Heywood falls within the South West Wiltshire parliamentary constituency, which has been represented since 2001 by Andrew Murrison (Conservative).

== Religious sites ==
A small Congregational church was built at Hawkeridge in 1844. As of 2015 the church remains in use.

The Church of England parish church of the Holy Trinity was built in 1849 and served a new ecclesiastical parish which was formed from the northern part of the parish of Westbury. The building is in the 13th-century style; Pevsner describes the east window of 1876 as "especially horrible". The church closed in 1981 and was converted for residential use.

== Amenities ==
There is a pub at Hawkeridge, the Royal Oak.
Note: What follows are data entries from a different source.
PR #576, opened 2022-08-11
refactor: add Avro Schema Parser

smoya:
**Description**

This PR does the following:

- Ports https://github.com/asyncapi/avro-schema-parser to TypeScript.
- Makes it compliant with the [new interface](https://github.com/asyncapi/parser-js/issues/480) for Schema Parsers (new `validate()` method).

> **Note**
> There are some TODOs I left in purpose to have a discussion.

**Related issue(s)**
https://github.com/asyncapi/parser-js/issues/480

PR #577, opened 2022-08-17
refactor: add RAML Schema Parser

smoya:
**Description**

This PR does the following:

- Ports https://github.com/asyncapi/raml-dt-schema-parser to TypeScript.
- Makes it compliant with the [new interface](https://github.com/asyncapi/parser-js/issues/480) for Schema Parsers (new `validate()` method).

> **Note**
> Schema validation is done through https://github.com/raml-org/webapi-parser. It does not provide a real JSON Path value for validation errors or something that can be really transformed in all cases. By now, path will point to the message payload but we can keep investigating other solutions.

**Related issue(s)**

### DIFF
--- a/src/schema-parser/raml-schema-parser.ts
+++ b/src/schema-parser/raml-schema-parser.ts
@@ -1,0 +1,69 @@
+import { SchemaParser, ParseSchemaInput, ValidateSchemaInput } from "../schema-parser";
+import type { AsyncAPISchema, SchemaValidateResult } from '../types';
+import yaml from 'js-yaml';
+import * as lib from "webapi-parser";
+const wap = lib.WebApiParser;
+const r2j = require('ramldt2jsonschema');
+
+export function RamlSchemaParser(): SchemaParser {
+    return {
+      validate,
+      parse,
+      getMimeTypes,
+    }
+  }
+
+async function parse(input: ParseSchemaInput<unknown, unknown>): Promise<AsyncAPISchema> {
+    const message = (input.meta as any).message
+    try {
+        const payload = formatPayload(input.data);
+
+        // Draft 6 is compatible with 7.
+        const jsonModel = await r2j.dt2js(payload, 'tmpType', { draft: '06' });
+        const convertedType = jsonModel.definitions.tmpType;
+
+        message['x-parser-original-schema-format'] = input.schemaFormat || input.defaultSchemaFormat;
+        message['x-parser-original-payload'] = payload;
+        message.payload = convertedType;
+        delete message.schemaFormat;
+    } catch (e) {
+        console.error(e);
+    }
+
+    return message.payload;
+}
+
+function getMimeTypes() {
+  return [
+    'application/raml+yaml;version=1.0',
+  ];
+}
+
+async function validate(input: ValidateSchemaInput<unknown, unknown>): Promise<SchemaValidateResult[]> {
+  const payload = formatPayload(input.data);
+  const parsed = await wap.raml10.parse(payload);
+  const report = await wap.raml10.validate(parsed);
+  if (report.conforms) {
+    // No errors found.
+    return [];
+  }
+  
+  let validateResult: SchemaValidateResult[] = [];
+  report.results.forEach(result => {
+    validateResult.push({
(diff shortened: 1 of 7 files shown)


src/schema-parser/raml-schema-parser.ts
```diff
@@ -0,0 +1,69 @@
...
+async function parse(input: ParseSchemaInput<unknown, unknown>): Promise<AsyncAPISchema> {
+    const message = (input.meta as any).message
+    try {
+        const payload = formatPayload(input.data);
+
+        // Draft 6 is compatible with 7.
+        const jsonModel = await r2j.dt2js(payload, 'tmpType', { draft: '06' });
+        const convertedType = jsonModel.definitions.tmpType;
+
+        message['x-parser-original-schema-format'] = input.schemaFormat || input.defaultSchemaFormat;
```
smoya, line 25: Same as https://github.com/asyncapi/parser-js/pull/576#discussion_r943559156

fmvilas (approved):

src/schema-parser/raml-schema-parser.ts
magicmatatjahu: I wrote comment about that in PR for AVRO :) We will handle that in one place.

src/schema-parser/raml-schema-parser.ts
```diff
@@ -0,0 +1,69 @@
...
+  if (report.conforms) {
+    // No errors found.
+    return [];
+  }
+  
+  let validateResult: SchemaValidateResult[] = [];
+  report.results.forEach(result => {
+    validateResult.push({
+      message: result.message,
+      path: input.path, // Info provided by the RAML parser doesn't provide a real path to the error.
```
magicmatatjahu, line 55: In the custom parsers path of single error should point to from perspective of given payload - in other words, payload should be treated as root of error, we will concatenate error path in one place, concatenate path of schema + path of error, so here you should return empty array.

 ```suggestion
      path: [] // Info provided by the RAML parser doesn't provide a real path to the error.
```

**Review by magicmatatjahu — COMMENTED** [review]
Great. I left two comments, please refer to them and we can merge that PR :)

File: src/schema-parser/raml-schema-parser.ts (hunk 2 above)
Comment (smoya) [reply src/schema-parser/raml-schema-parser.ts:55]: Let's say `input.path` value is: `["channels", "myChannel", "publish", "message", "payload"]`, the behaviour will be different that https://github.com/asyncapi/parser-js/pull/578/files#r952869403

Comment (magicmatatjahu) [reply src/schema-parser/raml-schema-parser.ts:55]: But there you operate on error results, in mentioned comment you create mock data for testing. `.path` of input is location on which data you operate some logic, `error.path` is path of the error, but from `.path` point of view - it's a local path that we will merge after validation 😄

Comment (smoya) [reply src/schema-parser/raml-schema-parser.ts:55]: That means, this is also wrong, right? https://github.com/asyncapi/parser-js/blob/next-major/src/schema-parser/asyncapi-schema-parser.ts#L68

Comment (smoya) [reply src/schema-parser/raml-schema-parser.ts]: Changed!

**Review by magicmatatjahu — CHANGES_REQUESTED** [review]
One thing, rest is awesome! :)

File: src/schema-parser/raml-schema-parser.ts [hunk 3]
```diff
@@ -0,0 +1,69 @@
...
+        // Draft 6 is compatible with 7.
+        const jsonModel = await r2j.dt2js(payload, 'tmpType', { draft: '06' });
+        const convertedType = jsonModel.definitions.tmpType;
+
+        message['x-parser-original-schema-format'] = input.schemaFormat || input.defaultSchemaFormat;
+        message['x-parser-original-payload'] = payload;
+        message.payload = convertedType;
+        delete message.schemaFormat;
+    } catch (e) {
+        console.error(e);
```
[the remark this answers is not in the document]
smoya: Removed!

magicmatatjahu (approved):
LGTM! 🚀 Should we wait for review of parser's maintainers?

smoya:
We can merge now as we have one approval from a code owner.

PR #578, opened 2022-08-19
refactor: add OpenAPI Schema Parser

smoya:
**Description**

This PR does the following:

- Ports https://github.com/asyncapi/openapi-schema-parser to TypeScript.
- Makes it compliant with the [new interface](https://github.com/asyncapi/parser-js/issues/480) for Schema Parsers (new `validate()` method).

**Related issue(s)**


src/schema-parser/openapi-schema-parser.ts
```diff
@@ -0,0 +1,118 @@
...
+    
+    iterateSchema(transformed);
+
+    const message = (input.meta as any).message
+    if (message !== undefined) {
+      message['x-parser-original-schema-format'] = input.schemaFormat || input.defaultSchemaFormat;
+      message['x-parser-original-payload'] = message.payload;
+      message.payload = transformed;
+      delete message.schemaFormat;
+    };
```
magicmatatjahu, line 71: It will be handled in one place, but now leave it.

src/schema-parser/openapi-schema-parser.ts
```diff
@@ -0,0 +1,118 @@
...
+            result.push({
+                message: r.message,
+                path: input.path.concat(r.path.filter(p => !["components", "schemas", "schema"].includes(p.toString()))),
+            });
+        });
+    } catch(err) {
+      console.error(err);
+    } 
+
+    return result;
```
magicmatatjahu, line 47: I have problem with that 😄 I see that you use Spectral , but I don't think so that it's needed here, because we only should validate schema shape and running spectral will only slow down our validation here. We should use here AJV and validate input data based on that JSON Schema https://github.com/stoplightio/spectral/blob/develop/packages/rulesets/src/oas/schemas/3.0.json#L313

magicmatatjahu (commented):
Great, but I have problem with `validate` function. Please refer to my comment :)

src/schema-parser/openapi-schema-parser.ts
smoya: We can use spectral and only leave the rule that uses the schema? We could in fact do the same for AsyncAPI Schema?

magicmatatjahu: But then you put every rule to the final bundle. We should avoid that. For AsyncAPI case yes, I agree we can reuse spectral but not as separate Spectral instance, but this same.

smoya: Is it really making a big difference in terms of bundle size? Because in my opinion, it simplifies and unifies the logic by using always the same tool. It also returns the expected errors, etc.

test/schema-parser/openapi/openapi-schema-parser.spec.ts
```diff
@@ -0,0 +1,70 @@
...
+        patch: 0
+      }, 
+      source: "",
+      parsed: {},
+    },
+    data: message.payload,
+    meta: {
+      message: message,
+    },
+    path: ["channels", "myChannel", "publish", "message", "payload"],
```
smoya, line 64: @magicmatatjahu as per your comment in https://github.com/asyncapi/parser-js/pull/577#discussion_r952480918,  then you mean this should not be like this and instead empty array?

magicmatatjahu: No, it's a path of message's payload (input), not path of error.

src/schema-parser/openapi-schema-parser.ts
smoya: That's fair enough 👍 Good point.

In fact, I see like a good feature request for Spectral: to have the possibility to only import few rules from a ruleset instead of all? Do you think this would be possible?

magicmatatjahu: It's not possible in this way. You can simply filter rules, but that rules will be still in final bundle.

test/schema-parser/openapi/openapi-schema-parser.spec.ts
smoya: Additionally, that means, this is also wrong, right? https://github.com/asyncapi/parser-js/blob/next-major/src/schema-parser/asyncapi-schema-parser.ts#L68

src/schema-parser/openapi-schema-parser.ts
smoya: I changed the code and now it's using AJV as you suggested.

smoya:
Pinging @derberg @fmvilas as they are codeowners of https://github.com/asyncapi/openapi-schema-parser

src/schema-parser/openapi-schema-parser.ts
```diff
@@ -0,0 +1,117 @@
+import { SchemaParser, ParseSchemaInput, ValidateSchemaInput } from "../schema-parser";
+import type { AsyncAPISchema, SchemaValidateResult } from '../types';
+import Ajv, { ErrorObject, ValidateFunction } from "ajv";
+import * as fs from 'fs';
+import * as path from 'path';
+const toJsonSchema = require('@openapi-contrib/openapi-schema-to-json-schema');
+
+const schemaV3 = JSON.parse(fs.readFileSync(path.resolve(__dirname, './openapi/schema_v3.json'), 'utf8'));
```
magicmatatjahu, line 8: You should try to avoid using native nodeJS modules. Current OpenAPI and AVRO formats we can use in browser, RAML not (parser for that format uses java lib to convert raml to json-schema), so please pass content of `schema_v3.json` inside this file.

magicmatatjahu (changes requested):
One thing, rest is awesome! :)

src/schema-parser/openapi-schema-parser.ts
magicmatatjahu: Thanks!

src/schema-parser/openapi-schema-parser.ts
smoya: Fixed!

magicmatatjahu (approved):
LGTM! 🚀 

cc @derberg @fmvilas You're codeowners of that parser, so please check PR (of course if you want).

fmvilas (approved):

Issue #184, opened 2021-07-23
Improve support (or documentation) for weighted draws


avehtari:
`?weight_draws` says `Add weights to draws objects, with one weight per draw, for use in subsequent weighting operations.` Currently the only supported subsequent operation is `resample_draws()`, but the documentation doesn't make it clear. Ideally `rvars` support would be extended to support weighted draws, but if that is infeasible, the documentation should be clarified.

Example:
```
> x = rvar_rng(rnorm, 4, mean = 1:4, sd = 2)
> w=runif(4000)
```
`weight_draws()` is not defined for draws_rvars:
```
> xw = weight_draws(x, w, log=FALSE)
Error in UseMethod("weight_draws") : 
  no applicable method for 'weight_draws' applied to an object of class "c('rvar', 'vctrs_vctr', 'list')"
```
There is no error if weighted draws_df is converted to draws_rvars:
```
> xw = as_draws_rvars(weight_draws(as_draws_df(x), w, log=FALSE))
```
The default print method fives the unweighted result
```
> xw
# A draws_rvars: 4000 iterations, 1 chains, and 1 variables
$x: rvar<4000>[4] mean ± sd:
[1] 0.96 ± 2  1.95 ± 2  3.02 ± 2  4.05 ± 2 
```
and mean fails
```
> mean(xw)
[1] NA
Warning message:
In mean.default(xw) : argument is not numeric or logical: returning NA
```

mjskay:
Thanks, I think there's a couple of different issues here.

> weight_draws() is not defined for draws_rvars

It is, I think you were using it on an `rvar` not a `draws_rvars` object. Based on your example:

```r
> x = rvar_rng(rnorm, 4, mean = 1:4, sd = 2)
> w = runif(4000)
> x
rvar<4000>[4] mean ± sd:
[1] 1 ± 2  2 ± 2  3 ± 2  4 ± 2 
> 
> d = draws_rvars(x = x)
> d
# A draws_rvars: 4000 iterations, 1 chains, and 1 variables
$x: rvar<4000>[4] mean ± sd:
[1] 1 ± 2  2 ± 2  3 ± 2  4 ± 2 

> 
> weight_draws(d, w)
# A draws_rvars: 4000 iterations, 1 chains, and 1 variables
$x: rvar<4000>[4] mean ± sd:
[1] 1 ± 2  2 ± 2  3 ± 2  4 ± 2 

# ... hidden reserved variables {'.log_weight'}
```

[...]

PR #331, opened 2024-01-06
Weighted rvars

mjskay:
### Summary

This PR aims to address (at least part of) #184 by implementing weighted `rvar`s.

Currently, `rvar`s cannot contain weights, and weighting of them can only be done by putting them in a `draws_rvars` object that itself contains a `".log_weight"` `rvar` containing the weights. This leads to counterintuitive behavior, like the default output of the `rvar` (showing mean and sd) using unweighted versions of those statistics.

This PR addresses that issue in the following ways:

- It stores `rvar` weights as a `"log_weights"` attribute directly on the `rvar`, just like the `"nchains"` attribute is used to store chain count.
- `draws_rvars` no longer use a `".log_weight"` variable to store weights, instead storing them directly on each `rvar` they contain, and requiring all `rvar`s they contain to have the same weights (the same way it handles `"nchains"`).
- A new `log_weights()` function for `draws` and `rvar`s is added, which is a lower-level version of `weights(x, log = TRUE, normalize = FALSE)` that just returns the log weights stored in the object without transformation. I initially did not have this, but found it greatly eased programming with weights.
- `weight_draws(x, NULL)` is now allowed as the canonical way to remove weights from a `draws` object, since `remove_variables(x, ".log_weight")` does not work on `draws_rvars` objects anymore.
- All summary functions for `rvar`s have been updated to incorporate weights (with a couple of exceptions I haven't gotten to yet, see  **TODOs and Questions** below).

### Demo

``` r
set.seed(1234)
x = rvar(rnorm(1000))
x
#> rvar<1000>[1] mean ± sd:
#> [1] -0.027 ± 1

w1 = rexp(1000)
x1 = weight_draws(x, w1)
x1
#> weighted rvar<1000>[1] mean ± sd:
#> [1] -0.00087 ± 1

w2 = rexp(1000)
x2 = weight_draws(x, w2)
x2
#> weighted rvar<1000>[1] mean ± sd:
#> [1] -0.003 ± 0.96
```

You can't combine two rvars with different weights:

```r
x1 + x2
#> Error: Random variables have different log weights and cannot be used together:
#> <dbl> 0.794199981930473, -1.61888922585584, 1.02558084358998, -0.657945687118312, 0.132635682996154 ...
#> <dbl> 0.661721670766407, -1.46589074644228, -1.39312536919089, 0.318133129307739, 0.66043235310858 ...
```

The check for equality of weights is done on the internal weights using `identical()`, which should be fast, especially in cases where the two weight vectors are actually pointers to the same vector in memory (in which case the comparison is constant time). This does mean the weights vectors must be exactly the same (no tolerance for floating point error), but I suspect in most cases when weighting happens the exact same weight vector is being applied to many objects. In any case, if someone did encounter this issue they could simply assign the log weights from object to the other.

If one rvar is weighted and another is not, the weights of the weighted rvar are inherited, which I believe covers the use case of (weighted draws from some model) + (unweighted draws, e.g. used to simulate predictions):

```r
x1 + rvar(rnorm(1000, 1))
#> weighted rvar<1000>[1] mean ± sd:
#> [1] 0.96 ± 1.4
```

If you install the dev version of {ggdist}:

```r
remotes::install_github("mjskay/ggdist")
```

It supports weighted rvars in all functions (densities, CDFs, quantiles, all interval types and all point summaries):

Without weights:

```r
library(ggplot2)
library(ggdist)

set.seed(1234)
x = rvar(rnorm(10000, c(1,5)))

ggplot() + stat_slabinterval(aes(xdist = x))
```
image

With weights:

```r
xw = weight_draws(x, rep(c(1,2), 5000))
ggplot() + stat_slabinterval(aes(xdist = xw))
```
image

Weights should work basically everywhere:

```r
ggplot() + 
  stat_slabinterval(
    aes(xdist = xw), 
    point_interval = mode_hdi, 
    density = "histogram", 
    breaks = 50
  )
```
image

### TODOs and Questions

Some TODOs and questions remain:

- [ ] I still have to implement `density(<rvar>)`, `cdf(<rvar>)`, and `quantile(<rvar>)` / `quantile2(<rvar>)`. The first two are straightforward. For weighted quantiles, I have an implementation in {ggdist} that I can port over, but I may want to update it first; some thoughts on weighted quantiles are [here](https://htmlpreview.github.io/?https://github.com/mjskay/uncertainty-examples/blob/master/weighted-quantiles.html) and feedback is welcome. (In fact, since writing that document my thinking has changed a bit---I originally thought the way I suggested implementing weighted quantiles in that document is an improvement on ggdist's current implementation, but after further investigation I might be leaning back towards how I did it in ggdist originally...).
- [ ] I don't know if any of the other functions in `R/convergence.R` should be modified for weighted rvars. @avehtari?
- [ ] Have I missed anything else?

Would love for folks to kick the tires. I think once this is in we could also start thinking about what a successor to `summarise_draws()` might look like that supports weights (and solves the various other open issues on `summarise_draws()`).

### Copyright and Licensing


avehtari:
> I don't know if any of the other functions in R/convergence.R should be modified for weighted rvars.

Currently, everything else than `pareto_` functions assume non-weighted MCMC. I have so far assumed that MCMC and weighting are independent of each other (there might be some less common algorithms that jointly sample parameter values and weights).
- In PSIS paper experiments, I computed separately ESS for MCMC and ESS for PSIS and combined them as ESS_MCMC*ESS_PSIS/S, which worked well for getting MCSE that matched RMSE (given khat<0.7)
- I did not try what would happen if in ESS for MCMC computation we would just replace autocorrelation computation with functions that would use weighted means and variances, and I have not checked what it would produce, but I guess that would be not what we want.
- It would be nice to have a flag stating if rvar does not have Markov dependency, and then ESS and MCSE would be based just on weights.
- If there are both (assumed) Markov dependency and weights, we could follow the approach presented in PSIS paper for `ess_` and `mcse_` functions
- If we assume MCMC and weighting are independent, then `rhat_` and `rstar` could do the MCMC convergence check without weights (until we are aware of an algorithm that would have the weighting inside the MCMC already)
- `pareto_` functions are checking the tail(s) of a given argument, and it has been used to check tails of raw weights/ratios (r or r(theta) in PSIS paper notation), function of a variable (h or h(theta)), or the product (hr). With the weight support, they could automatically make the diagnostics for r and hr (and if no weights then just h). Here I'm assuming that we almost always use self-normalization so that we need to check the normalization (E[r]) and the quantity of interest (E[hr])

Pinging @n-kall , too

n-kall:
> * If there are both (assumed) Markov dependency and weights, we could follow the approach presented in PSIS paper for `ess_` and `mcse_` functions
For reference: Equations 6 (MCSE) and 7 (ESS) in preprint v6


> * `pareto_` functions are checking the tail(s) of a given argument, and it has been used to check tails of raw weights/ratios (r or r(theta) in PSIS paper notation), function of a variable (h or h(theta)), or the product (hr). With the weight support, they could automatically make the diagnostics for r and hr (and if no weights then just h). Here I'm assuming that we almost always use self-normalization so that we need to check the normalization (E[r]) and the quantity of interest (E[hr])

Any thoughts on how the two sets of diagnostics should be presented in summarise_draws? 
Would it make sense to have separate e.g. `pareto_khat_quantity`, `pareto_khat_weights` columns?

n-kall:
I'm currently working on updating the `pareto_`, `ess_` and `mcse_` functions for weighted rvars in a [fork](https://github.com/n-kall/posterior/tree/rvar_weights)

mjskay:
Okay, I think this is ready for review, pending two things:

1. If we want to add an attribute distinguishing MC vs MCMC to this PR. I would suggest we wait and do that as a separate PR to address #239, as it will involve further discussion / thought.
2. If we want to merge this PR to master and then merge @n-kall's branch on weighted diagnostics to master, or if we want to merge @n-kall's branch into this PR and then merge to master.

n-kall:
Re: option 2, I'll still need some more time to finish up the weighted mcse and ess. So I think it's better to merge without waiting for me

paul-buerkner:
I am at a conference and then on vacation for the next two weeks. Can someone else review this PR?

R/rvar-.R
```diff
@@ -90,7 +150,11 @@
 #' x
 #'
 #' @export
-rvar <- function(x = double(), dim = NULL, dimnames = NULL, nchains = NULL, with_chains = FALSE) {
+rvar <- function(
+  x = double(), dim = NULL, dimnames = NULL,
+  nchains = NULL, with_chains = FALSE,
+  log_weights = NULL
```
n-kall, line 156: I think `log_weights` needs input checking to ensure it is a vector. Currently it is possible to provide `log_weights` as a matrix which then causes issues when computing e.g. `mean` of the weighted `rvar`

mjskay: Good point. 

This should be true of weights everywhere right? `new_rvar()` calls down to `validate_weights()` so then something like `assert_atomic_vector(weights)` should go there. I can add that.

n-kall:
Are there any remaining blockers for this PR @mjskay @paul-buerkner ? It would be really nice to get this merged and start on changes that would depend on this. Happy to help out if there is something specific

n-kall:
Merge conflicts should be manageable, I'll take a look

Issue #333, opened 2024-01-10
should remove_variables be exported?


n-kall:
I was recently looking for a way to remove unwanted variables from a draws object, and I found that there is a `remove_variables` function (mentioned by in #331)  but it does not seem to be exported. Is this intentional?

The village primary school was closed in 1971. It had been built in 1836 at the expense of Henry G.G. Ludlow of Heywood House and educated children of all ages until 1930.

The Eaves Learning Centre, just over the north boundary of the parish near Dursley, is a small independent school for children with special needs aged 8 to 19, run by Witherslack Group.

==Notable people==
- Thomas Phipps (c. 1648 – 1715), of Heywood House, a City of London merchant
- William Phipps (c. 1681 – 1748), Governor of Bombay
- John Barnard Bush, Lord Lieutenant of Wiltshire 2004 to 2012, farmed at Heywood.